Assumptions should be documented in your project notebook. They will be incorporated into the scope statement, as you'll see shortly, but it wouldn't hurt to copy and paste them into their own document and keep them handy. You will want to verify and validate these assumptions throughout the course of the Planning process and whenever necessary during the project Executing and Controlling phases.

Defining Constraints

We talked about constraints in Topic, "Building the Foundation." Remember that constraints are anything that restricts or dictates the actions of the project team. That can cover a lot of territory. The triple constraints—time, resources, and quality—are the big hitters, and every project has one or two, if not all three, of the triple constraints as a project driver. Many projects in the Information Technology area, for instance, are driven by time. Projects in the pharmaceutical industry are driven by quality but may have time or resources as a secondary constraint.

The Logan Street Move project is constrained by time. We must move on March 4. The secondary constraint for this project is budget—there is a limit to how much we can spend. What you want to do now is to document the project constraints. And yes, you can use the same techniques we've already discussed for deriving project requirements and assumptions.
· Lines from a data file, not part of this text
PR #381, opened 2025-04-14
feat: parameter validation refactored to single function

Emyrk:
# What this PR does

Centralizes all validation logic into a single function on the parameter. This is intended to be imported by other packages (eg: preview) to do clientside validation before running terraform.

# Validation changes

See diff from `main`. Left side is the tests passing on `main`.
https://www.diffchecker.com/GaUlaTze/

Besides the triple constraints, don't overlook constraints like these that can cause problems on your project:

  • Lack of commitment from the executive management team or project sponsor—I would consider passing on the opportunity to lead a project with this constraint. You'll have a hard time getting support or resolution of problems. Watch out for this constraint because it can creep up on you later on in the project. The sponsor may lose interest because other things have come along that usurp the priority of this project and so on.
  • Business interruptions or reorganizations in the midst of the project—this could potentially realign your project resources, leaving you empty-handed.
  • Stakeholders who have unrealistic expectations of project outcomes— this one is overcome through good project communications and requiring sign-off of the project charter and scope statement documents.
  • Stakeholders' unrealistic expectations of the project schedule—this is also overcome through good project communications early in the project.
  • Lack of skilled resources—this could cause project delays or unfilled deliverables.
  • Poor communications—this is a potential project killer. Misunderstandings regarding scope, activity assignments, project schedules, risks, or a long list of other project essentials could cause uncorrectable problems.
  • Uncertain economic times or business conditions—difficulty obtaining funding for projects, resources for projects, and general economic disturbances could restrict the project team.
  • Technology—advances in technology can cause project delays due to lack of knowledge of the new technology, training needs or availability of training, availability of resources with experience in the new technology, and so on.

Constraints, like assumptions, are also documented in the scope statement. These should be updated as you progress through the project to make adjustments to the constraints you've listed, add new ones that may come up along the way, or delete those that are no longer a constraint. Sometimes you'll find that constraints are also project risks and may need risk response plans.